Centre de formation ou centre pour pigeonné ?

Conséquence de la récente législation imposant une certification spécifique aux agents conducteur de chien en sécurité privée, la formation d’agent cynophile ne s’est jamais aussi bien portée. Engrangeant des profits, pour le bien des centres de formations, elle cause également de graves préjudices dans certains cas, et à la FPACS, nous constatons la récurrence de problèmes liés à une formation trop juste ou totalement insuffisante. Hormis cela, nous avons pu constater également, qu’à l’issue, certains chiens avaient acquis une agressivité exacerbée et devenaient totalement incontrôlables. Des chiens devenus « incontrôlables » qui sont très vite repris par le centre de formation qui revend ensuite à des valeurs exponentielles des chiens de qualité médiocre faisant miroiter au nouvel acheteur un chien de qualité pour pouvoir acquérir le sésame : le titre d’agent cynophile.

Ainsi, un candidat a-t-il déboursé 2500 euros pour pouvoir acquérir un chien basique, qui ne possède pas toutes les bases du chien d’intervention et qui de plus avait de graves lacunes pour la fonction, mais dont le nouvel acquéreur ignorait réellement les défauts ! Il est inadmissible de voir de tels agissements au profit de centres de formations sans scrupules qui savent que le candidat à la certification ignore tout de la véritable valeur d’un chien et se laisse berner de la sorte.

Les titres enregistrés au RNCP ne se valent pas tous, et les disparités de niveau sont notables. On note ainsi, qu’un centre de formation qui avait choisi un titre RNCP d’agent cynophile, cessa de le délivrer au profit d’un autre cursus beaucoup plus simple et moins exigeant, le centre de formation pouvant engranger ainsi un maximum de candidats et de profit.
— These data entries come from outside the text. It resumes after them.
PR #22358, opened 2026-08-12
refactor(key-management): unlock via UnlockService in key connector conversion

quexten:
Part of the `setUserKey` deprecation.  https://bitwarden.atlassian.net/browse/PM-41489

Two behaviour changes fall out of this, both of them fixes:

- The V1 conversion generated a key pair, sent it to the server and never persisted it locally, so the SDK had nothing to initialize from. It now writes the account cryptographic state before unlocking.
- Both conversions unlock after the server call rather than before it, so a failed conversion leaves the user locked instead of unlocked with no local key pair.


mzieniukbw (dismissed):
Nice! You got some merge conflicts though

quexten:
Looks like cargo deny is unrelated.

mzieniukbw (approved):

PR #22364, opened 2026-08-12
[PM-41874] refactor(crypto): move tools callers to @bitwarden/legacy-crypto

quexten:
move callers for tools from the barrel-re-export to the legacy-crypto module directly. The re-exports will be removed in a follow-up PR.

### DIFF
--- a/libs/importer/src/importers/lastpass/access/services/crypto-utils.ts
+++ b/libs/importer/src/importers/lastpass/access/services/crypto-utils.ts
@@ -1,9 +1,10 @@
-import {
-  DANGEROUS_aesEcbDecryptLastpassImport,
-  DANGEROUS_aesCbcDecryptLastpassImport,
-} from "@bitwarden/common/key-management/crypto";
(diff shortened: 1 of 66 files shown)


libs/importer/src/importers/lastpass/access/services/crypto-utils.ts
```diff
@@ -1,9 +1,10 @@
+import { Utils } from "@bitwarden/common/platform/misc/utils";
+// eslint-disable-next-line no-restricted-imports
 import {
-  DANGEROUS_aesEcbDecryptLastpassImport,
+  CryptoFunctionService,
   DANGEROUS_aesCbcDecryptLastpassImport,
-} from "@bitwarden/common/key-management/crypto";
-import { CryptoFunctionService } from "@bitwarden/common/key-management/crypto/abstractions/crypto-function.service";
-import { Utils } from "@bitwarden/common/platform/misc/utils";
+  DANGEROUS_aesEcbDecryptLastpassImport,
```
harr1424, line 6: ⚠️ I need to look at this more but we probably shouldn't be using this if there is a better alternative

harr1424 (approved):

PR #22369, opened 2026-08-12
[PM-41874] refactor(crypto): move platform callers to @bitwarden/legacy-crypto

quexten:
move callers for platform from the barrel-re-export to the legacy-crypto module directly. The re-exports will be removed in a follow-up PR.


libs/vault/src/cipher-form/components/sshkey-section/sshkey-section.component.spec.ts
```diff
@@ -18,6 +18,7 @@ import { SshKeySectionComponent } from "./sshkey-section.component";
 
 jest.mock("@bitwarden/sdk-internal", () => {
   return {
+    ...jest.requireActual("@bitwarden/sdk-internal"),
```
quexten, line 21: Had to add this, otherwise tests break

dani-garcia (approved):

gbubemismith (approved):

PR #22371, opened 2026-08-12
[PM-41874] refactor(crypto): move billing callers to @bitwarden/legacy-crypto

quexten:
move callers for billing from the barrel-re-export to the legacy-crypto module directly. The re-exports will be removed in a follow-up PR.

### DIFF
--- a/apps/web/src/app/billing/individual/upgrade/premium-org-upgrade-payment/services/premium-org-upgrade.service.ts
+++ b/apps/web/src/app/billing/individual/upgrade/premium-org-upgrade-payment/services/premium-org-upgrade.service.ts
@@ -12,15 +12,17 @@ import {
   SubscriptionCadenceIds,
 } from "@bitwarden/common/billing/types/subscription-pricing-tier";
 import { FeatureFlag } from "@bitwarden/common/enums/feature-flag.enum";
-import { EncryptService } from "@bitwarden/common/key-management/crypto/abstractions/encrypt.service";
-import { EncString } from "@bitwarden/common/key-management/crypto/models/enc-string";
 import { ConfigService } from "@bitwarden/common/platform/abstractions/config/config.service";
 import { I18nService } from "@bitwarden/common/platform/abstractions/i18n.service";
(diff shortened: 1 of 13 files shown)


apps/web/src/app/billing/individual/upgrade/premium-org-upgrade-payment/services/premium-org-upgrade.service.ts
```diff
@@ -12,15 +12,17 @@ import {
...
-import { EncString } from "@bitwarden/common/key-management/crypto/models/enc-string";
 import { ConfigService } from "@bitwarden/common/platform/abstractions/config/config.service";
 import { I18nService } from "@bitwarden/common/platform/abstractions/i18n.service";
-import { SymmetricCryptoKey } from "@bitwarden/common/platform/models/domain/symmetric-crypto-key";
 import { OrgKey } from "@bitwarden/common/types/key";
 import { SyncService } from "@bitwarden/common/vault/abstractions/sync/sync.service.abstraction";
 // eslint-disable-next-line no-restricted-imports
-import { LegacyCompatKeyService } from "@bitwarden/legacy-crypto";
+import {
+  EncryptService,
```
cyprain-okeke, line 21: ❓ Not a billing caller so no action needed here, but the OrgKey we're importing from @bitwarden/common/types/key still resolves SymmetricCryptoKey through the platform/models/domain shim. Is that file covered in the follow-up that removes the re-exports? Just want to make sure we have our bases covered before those paths disappear.

cyprain-okeke (commented):
Looks good - just one question.

apps/web/src/app/billing/individual/upgrade/premium-org-upgrade-payment/services/premium-org-upgrade.service.ts
quexten: We've not moved the named keys (https://github.com/bitwarden/clients/blob/8711032269f61e5bd8b3ac363ef5666057d0f6c6/libs/common/src/types/key.ts#L12), but you make a good point. We'll not handle that in this PR but will make a follow-up PR for those.

cyprain-okeke (approved):

PR #22376, opened 2026-08-12
[PM-41854] fix: skip collections coachmark step for users without collections

gbubemismith:
## 🎟️ Tracking

https://bitwarden.atlassian.net/browse/PM-41854

## 📔 Objective

The new-user coachmark tour silently ended after step 2 for an organization member with no collections.

Step 3 (`shareWithCollections`) anchors to the collections section header, which only renders when the user has at least one collection. `startTour()` filtered steps only on `requiresOrganization`, so the step stayed in the list while its anchor never rendered — the tour sat on an invisible step 3 and step 4 was unreachable.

Alors que la fonction à l’issue de la formation reste la même.

Encore une fois, la qualité ne prime pas, on cherche à maximiser un rendement à des fins pécuniaires et on se retrouve avec des agents cynophiles incapables, voir dangereux flanqués d’une certification tout ce qu’il y a de plus officiel, mais dont en réalité on sait que l’on donne un droit d’accès à la profession sans compétences tangibles.
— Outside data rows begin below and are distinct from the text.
PR #22383, opened 2026-08-12
[PM-40330] Add vault list table to desktop behind VFO1Foundation flag

nick-livefront:
## 🎟️ Tracking

[PM-40330](https://bitwarden.atlassian.net/browse/PM-40330)

## 📔 Objective

- `VaultListTableComponent` connects `VaultItemsTableComponent` to the desktop vault, gated behind the `VFO1Foundation` feature flag.
- `CipherRowMenuService`, a service that centralizes the overflow menu visibility logic into s single place. 
- Adds `CipherActionService` to handle entirely within shared libs, with a `cipherActionSuccess$` stream that triggers a vault refresh for desktop.
  - Removes event bubbling for the above actions from VaultComponent; the service handles them directly instead of the component catching and dispatching each case
- I added virtual scrolling to the underlying vault table items by defining the cipher row height. 
- Bug fix: secure note copy i18n key was `"note"` instead of `"typeSecureNote"` in `CopyCipherFieldService`
- Bug fix missing `await` on `promptForPremium()` before opening attachments dialog

## 📸 Screenshots

Screenshot 2026-08-12 at 2 24 17 PM

[PM-40330]: https://bitwarden.atlassian.net/browse/PM-40330?atlOrigin=eyJpIjoiNWRkNTljNzYxNjVmNDY3MDlhMDU5Y2ZhYzA5YTRkZjUiLCJwIjoiZ2l0aHViLWNvbS1KU1cifQ


apps/desktop/src/vault/app/vault-v3/vault.component.html
```diff
@@ -2,47 +2,70 @@
...
+    />
+    <app-vault-list
+      class="tw-h-full"
+      [ciphers]="ciphers"
+      [collections]="collectionsToDisplay"
+      [allCollections]="allCollections"
+      [allOrganizations]="allOrganizations"
+      [disabled]="refreshing"
+      [showOwner]="true"
+      [showPremiumFeatures]="userHasPremium()"
```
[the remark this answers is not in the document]
nick-livefront: [3ccac08](https://github.com/bitwarden/clients/pull/22383/commits/3ccac0860c821843ae2c55b50ffb6c406ba2e364)

apps/desktop/src/locales/en/messages.json
```diff
@@ -170,6 +170,9 @@
   "sharedFoldersDeleted": {
     "message": "Shared folders deleted"
   },
+  "addToSharedFolder": {
+    "message": "Add to shared folder"
+  },
```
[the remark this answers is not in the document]
nick-livefront: [f5ce60e](https://github.com/bitwarden/clients/pull/22383/commits/f5ce60e4f6917e463b9d0a45f09f179b7f30b517)

libs/vault/src/services/cipher-row-menu.service.ts
```diff
@@ -0,0 +1,198 @@
...
+        variant: "danger",
+      },
+      {
+        id: "permanentlyDelete",
+        label: this.i18nService.t("permanentlyDelete"),
+        icon: "bwi-trash",
+        event: (item) => ({ type: "delete", items: [{ cipher: item }] }),
+        show: (item) => item.edit && CipherViewLikeUtils.isDeleted(item),
+        variant: "danger",
+      },
```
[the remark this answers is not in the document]
nick-livefront: [ae6a3c1](https://github.com/bitwarden/clients/pull/22383/commits/ae6a3c1981590494a5b96f903c13599247be1d2f)

apps/desktop/src/vault/app/vault-v3/vault.component.ts
```diff
@@ -633,56 +652,17 @@ export class VaultComponent<C extends CipherViewLike> implements OnInit, OnDestr
...
-            this.refresh();
-          }
-        }
-        break;
-      case "toggleFavorite":
-        await this.handleFavoriteEvent(event.item);
-        break;
       case "editCipher": {
         const fullCipher = await this.cipherService.getFullCipherView(event.item);
         await this.editCipher(fullCipher);
```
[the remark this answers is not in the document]
shane-melton: @nick-livefront I think we'll need to add these back as suggested

libs/vault/src/components/vault-items-table/vault-items-table-actions-column.component.ts
```diff
@@ -120,10 +119,19 @@ export class VaultItemsTableActionsColumnComponent<C extends CipherViewLike, E>
...
 
   /** The actions visible for `item`, honouring each action's optional `show` predicate. */
-  protected visibleActions(item: C): VaultItemsTableRowAction<C, E>[] {
+  protected visibleActions(item: C): VaultItemsTableRowAction<C>[] {
     return this.rowActions().filter((action) => action.show?.(item) ?? true);
   }
 
+  /** Runs the action, or prompts for a premium upgrade if the action is gated. */
+  protected handleAction(action: VaultItemsTableRowAction<C>, item: C): void {
+    if (action.premiumGated?.(item)) {
```
shane-melton: :question: Is this necessary? The `handleAction` template binding is already gated behind `premiumGated` in the template (the premium button is rendered instead).

shane-melton: This would also let us drop injecting the `PremiumUpgradePromptService` in this component.

libs/vault/src/services/cipher-row-menu.service.ts
```diff
@@ -0,0 +1,211 @@
...
+    { initialValue: false },
+  );
+
+  private readonly restrictedTypes = toSignal(this.restrictedItemTypesService.restricted$, {
+    initialValue: [] as RestrictedCipherType[],
+  });
+
+  /**
+   * Returns the full row action definitions for the cipher overflow menu.
+   * Source of truth is the web vault's `VaultCipherRowComponent`.
```
shane-melton: :pick: Comment will become inaccurate when `VaultCipherRowComponent` is removed and isn't entirely relevant imo.

libs/vault/src/services/cipher-row-menu.service.ts
```diff
@@ -0,0 +1,211 @@
...
+        id: "addFavorite",
+        label: this.i18nService.t("favorite"),
+        icon: "bwi-star",
+        run: (item) => void this.cipherActionService.toggleFavorite(item),
+        show: (item) => !item.favorite && this.showFavorite(item),
+      },
+      {
+        id: "removeFavorite",
+        label: this.i18nService.t("unfavorite"),
+        icon: "bwi-star",
```
shane-melton: :question: Should this icon be different for the unfavorite action? It might be an outline version of star.

apps/desktop/src/vault/app/vault-v3/vault.component.ts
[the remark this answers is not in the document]
nick-livefront: Dangit, nice catch: [b64b010](https://github.com/bitwarden/clients/pull/22383/commits/b64b0102be32689ce13a61f9b8dcd94db0092d4c)

libs/vault/src/services/cipher-action.service.ts
```diff
@@ -0,0 +1,203 @@
...
+    this._cipherActionSuccess.next();
+  }
+
+  private async promptPassword(cipher: CipherViewLike): Promise<boolean> {
+    if (cipher.reprompt === CipherRepromptType.None || this.passwordReprompted) {
+      return true;
+    }
+
+    return (this.passwordReprompted = await this.passwordRepromptService.showPasswordPrompt());
+  }
```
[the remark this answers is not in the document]
nick-livefront: [064344e](https://github.com/bitwarden/clients/pull/22383/commits/064344ecdcf189f9ed398f2277dc9a1db63fb604)

libs/vault/src/services/cipher-row-menu.service.ts
```diff
@@ -0,0 +1,211 @@
...
+    initialValue: [] as RestrictedCipherType[],
+  });
+
+  /**
+   * Returns the full row action definitions for the cipher overflow menu.
+   * Source of truth is the web vault's `VaultCipherRowComponent`.
+   */
+  getRowActions<C extends CipherViewLike>(
+    collections: CollectionView[] = [],
+    handler: (event: VaultItemEvent<C>) => void,
```
shane-melton: :art: This seems fairly brittle. A caller needs to know which events it needs to override and isn't actually forced to provide handlers for those that need it. 

I'd also like to move away from the `VaultItemEvent` interface entirely if we're opting for the shared `CipherActionService`.  Two options I can see:

- Make `handler` strongly typed. Something like:
```
type CipherRowMenuHandlers<C extends CipherViewLike> = {
   view: (item: C) => void | Promise<void>;
   edit: (item: C) => void | Promise<void>;
   clone: (item: C) => void | Promise<void>;
   assignToCollections: (item: C) => void | Promise<void>;
   };
```
- Update desktop to have the same behavior as Web for these actions. (This is ideal long term, but may be more difficult short term).

shane-melton (changes requested):
I like the direction this is going! Just a few more comments/suggestions.

libs/vault/src/components/vault-items-table/vault-items-table-actions-column.component.ts
nick-livefront: Done! [0e51e21](https://github.com/bitwarden/clients/pull/22383/commits/0e51e219e53ad4155ba0a2eed9080b2e80b28a55)

(to answer your question, no not needed)

libs/vault/src/services/cipher-row-menu.service.ts
nick-livefront: [25eb576](https://github.com/bitwarden/clients/pull/22383/commits/25eb576c32f9b08ce821295bb78f3e2315495a5b)

libs/vault/src/services/cipher-row-menu.service.ts
nick-livefront: In prod it actually is the same `bwi-star` regardless of if the cipher is favorited or not. The description for the filled star in storybook is `unfavorite action` so that is pretty clear cut to me. I updated it : [e20ff80](https://github.com/bitwarden/clients/pull/22383/commits/e20ff80295969d2a03da9ff0b1772fb0ad6aeb5e)

libs/vault/src/services/cipher-row-menu.service.ts
nick-livefront: True true true, I opted to make it strongly typed in the interest of time and causing any unintended changes in either the web or desktop: [de71a5c](https://github.com/bitwarden/clients/pull/22383/commits/de71a5cecb2cc6a08bd4c16487c906ea473793cd)

libs/vault/src/components/vault-items-table/vault-items-table.component.html
```diff
@@ -6,6 +6,8 @@
   [filters]="initialFilterValues()"
   [loading]="loading()"
   [selection]="selection"
+  [virtualRowHeight]="56"
+  height="fill"
```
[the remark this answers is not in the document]
nick-livefront: [d33968e](https://github.com/bitwarden/clients/pull/22383/commits/d33968e947012d199723dd07e6de6b16b9c14cbc)

libs/vault/src/components/vault-items-table/vault-items-table-actions-column.component.ts
```diff
@@ -120,10 +119,19 @@ export class VaultItemsTableActionsColumnComponent<C extends CipherViewLike, E>
...
+      void this.premiumUpgradePromptService.promptForPremium();
+      return;
+    }
+    void action.run(item);
+  }
```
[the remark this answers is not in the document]
nick-livefront: Handled above by shane's comment

libs/vault/src/services/cipher-action.service.ts
```diff
@@ -0,0 +1,199 @@
...
+  private readonly i18nService = inject(I18nService);
+  private readonly logService = inject(LogService);
+  private readonly passwordRepromptService = inject(PasswordRepromptService);
+  private readonly premiumUpgradePromptService = inject(PremiumUpgradePromptService);
+  private readonly toastService = inject(ToastService);
+
+  private readonly _cipherActionSuccess = new Subject<void>();
+
+  /** Emits after any action completes (success or no-op). Subscribe to trigger a vault refresh. */
+  readonly cipherActionSuccess$ = this._cipherActionSuccess.asObservable();
```
shane-melton: :art: (non-blocking):`cipherActionSuccess$` doesn't seem entirely accurate. Something like `cipherModified$` would better communicate when this emits (and could also possibly emit the cipherId). 

For example, the `viewAttachments` action is technically successful even though it never emits if the user doesn't modify the attachments.

apps/desktop/src/vault/app/vault-v3/vault.component.ts
```diff
@@ -617,6 +632,10 @@ export class VaultComponent<C extends CipherViewLike> implements OnInit, OnDestr
       .pipe(takeUntil(this.destroy$))
       .subscribe(() => this.refresh());
 
+    this.cipherActionService.cipherActionSuccess$
```
shane-melton: :question: (non-blocking) Should this bubble up via the table verus having to explicitly subscribe via the service? The vault container here otherwise (once we drop the events after vfo1) shouldn't really need to "go around" the table to get to the table action emitters.

shane-melton (dismissed):
Only two non-blocking comments, otherwise I think we're good!

libs/vault/src/services/cipher-action.service.ts
nick-livefront: [00c7508](https://github.com/bitwarden/clients/pull/22383/commits/00c7508b0eb6f747cc8e0a7b8304482c15176d02)

shane-melton (approved):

Avec le risque terroriste actuel, la fonction d’agent cynophile requiert un minimum de professionnels compétents et chevronnés dans sa participation active à la sécurité des biens et des personnes, mais cette disparité et ces méthodes employées par certains centres de formation, nous amène à imposer un contrôle plus strict par une entité responsable tel que le CNAPS, et de créé enfin un véritable programme du chien d’intervention (le C.A.S.I, programme que nous avons élaboré à la FPACS en est un parfait exemple), avec notamment une refonte de la formation actuelle qui reste bien trop superficielle à l’instar d’autres cursus de la sécurité privée.